WORK REQUIRED: The records below are split into lines. How many of those lines contain the string "prop"? Reply with the number only.

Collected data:

::::::::::

PR #2688, opened 2025-03-03
LEAF 4685 - limit data importer requests with interval queue

aerinkayne:
## Summary

The initial scope of this update was to add the interval queue to the Toolbox - Import Spreadsheet (LEAF_import_data ) utility report.  Unlimited rates would cause imports with a large number of rows (~1000+) to fail on production.

The scope was expanded to resolve column order issues, fix an unresolved promise that would stop the import process, and add a needtoknow update if a question on a new form is marked as sensitive.
Minor template logic was also added to restrict display of the 'new form' choice to admins.

All changes are to the front end LEAF_import_data template file.

## Impact

This update affects the portal admin Import Spreadsheet utility.
Users with a moderate-large number of updates (~1000) will find that the process is slower.
This should correct breaking issues for imports with a large number of requests

## Testing

This report can be navigated to from
Portal Admin -> Toolbox -> Import spreadsheet

See attachments to Jira-4685 for a file with
a ~1200 row import
a file for testing orgchart errors
a local file for testing orgchart errors

The report import process is guided once a file is chosen.

Select 'new form' for the initial tests of the 1200 import and orgchart import (the import will create the associated form).
For the orgchart file, specify that 'Org Emp' is an orgchart employee format.  The other formats can be left as single line text.
Once a form exists, followup testing can use the existing form option.

- New Form option: indicators/questions should reflect the column order on the spreadsheets used to create them.
Go to the Form Editor to see the resulting form

- New Form option: If any question is marked as sensitive, form need to know will be turned on after questions have been added. 

- The unordered import of 1200 rows should succeed.  Use the resulting report button/link (it will open a Report Builder view) to get a list of the imported requests.  Modify the search and include the form's questions to confirm that data saved for the requests.  This should be re-tested on Academy/Demo1 (production) when the update is made live.

- Check the 'preserve row order' checkbox) to test importing requests in order (this process will be slower).
When an import is completed, a button will appear at the bottom of the report. Navigation will go to a Report Builder report. Choose 'Modify Search' and on step 2 select the letter and number columns for the associated form. Sort by UID - the number and letter columns can be used to judge whether the requests imported in order.

- The import of _orgchart_error file should finish.
A request will not be made for the row that errored, but the process itself should complete.  Previously, failure to locate an employee email would result in an unresolved promise and the import to stop at that row.

- Non-admins should not see the 'new form' option.
Go to adminer, leaf_portal_API_testing.users and change the row with tester tester groupID 1 to another number so they are not in admin. Change it back to 1 after testing.

### DIFF
--- a/LEAF_Request_Portal/templates/reports/LEAF_import_data.tpl
+++ b/LEAF_Request_Portal/templates/reports/LEAF_import_data.tpl
@@ -14,12 +14,15 @@
     #category_indicators td, #new_form_indicators td {
         padding: 7px;
     }
+    #category_select {
+        max-width: 600px;
+    }
 
     .modalBackground {
         width: 100%;
         height: 100vh;
         z-index: 5;
-        position: absolute;
+        position: fixed;
         background-color: grey;
         margin-top: 0px;
         margin-left: 0px;
@@ -81,7 +84,7 @@
     <br/><br/>
 </div>
 <div id="import_data_existing_form" style="display: none;">
-    <h4>Select a Form</h4>
+    <label for="category_select"><b>Select a Form</b></label>
     <select id="category_select"></select>
 
     <button id="import_btn_existing" type="button">Import</button>
@@ -392,10 +395,13 @@
         }
     }
 
-    function makeRequests(categoryID, requestData) {
-        const preserveOrder = $("#preserve_new").prop("checked");
-        requestData.sendRequestsSynchronously = preserveOrder;
-        
+    function handleMakeRequestFail(requestData, title, msg = "") {
+        failedRequests.push(requestData);
+        updateReportStatus(title);
+        console.log(msg)
+    }
+
+    function makeRequests(categoryID, requestData, preserveOrder) {
         const title = $('input[name="toggle"]:checked').attr('id') === 'newFormToggler' ? titleInputNew.val() : titleInputExisting.val();
 
         return new Promise((resolve, reject) => {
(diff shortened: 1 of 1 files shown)


shaneodd (dismissed):

Pelentan (dismissed):

jampaul3 (dismissed):

LEAF_Request_Portal/templates/reports/LEAF_import_data.tpl
```diff
@@ -561,183 +638,168 @@
...
-                                                        var emp = user[res[0]];
-                                                        if (typeof (emp) !== "undefined" && emp !== null && res.length === 1) {
-                                                            nexusAPI.Employee.importFromNational({
-                                                                'onSuccess': function (results) {
-                                                                    if (!isNaN(results)) {
-                                                                        requestData[indicatorArray[completed]] = parseInt(results);
-                                                                    } else {
-                                                                        requestData['failed'] = currentCol + titleIndex + ': Employee ' + sheetEmp + ' not found. Error: '+ results;
-                                                                    }
+                                return new Promise(function(resolve, reject) {
```
Pelentan, line 641: Convince me to allow this.  A return that returns promise that returns a promise and/or does a hundred lines of work, all inside a return.

LEAF_Request_Portal/templates/reports/LEAF_import_data.tpl
```diff
@@ -746,203 +808,189 @@
...
+
             totalImported = 0;
             $('#status').html('Processing...'); /* UI hint */
-
             requestStatus.html('Parsing sheet data...');
+            const preserveOrder = $("#preserve_existing").prop("checked");
 
+            let rowsCompleted = 0;
             function selectRowToAnswer(i) {
+                return new Promise(function(resolve,reject) {
```
Pelentan, line 823: Same here.

jampaul3 (approved):

shaneodd (approved):

shaneodd (changes requested):
This is the one where there are functions inside of the return. I had this confused with another one when I went through approved. This will need another pass.

LEAF_Request_Portal/templates/reports/LEAF_import_data.tpl
aerinkayne: I had mentioned this to Michael Gao too.  The page as a whole can use a more extensive refactor.  He wants to fix the major issues now and then address further refactoring in a future story.  But yes, it's functions that return promises that have function declarations in them that return promises that have function declarations that return more promises.

I pulled some methods out, but untangling everything would require a more significant amount of time.

Pelentan (approved):

shaneodd (approved):
Discussed this change, now I understand what is going on.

::::::::::

ANSWER: 2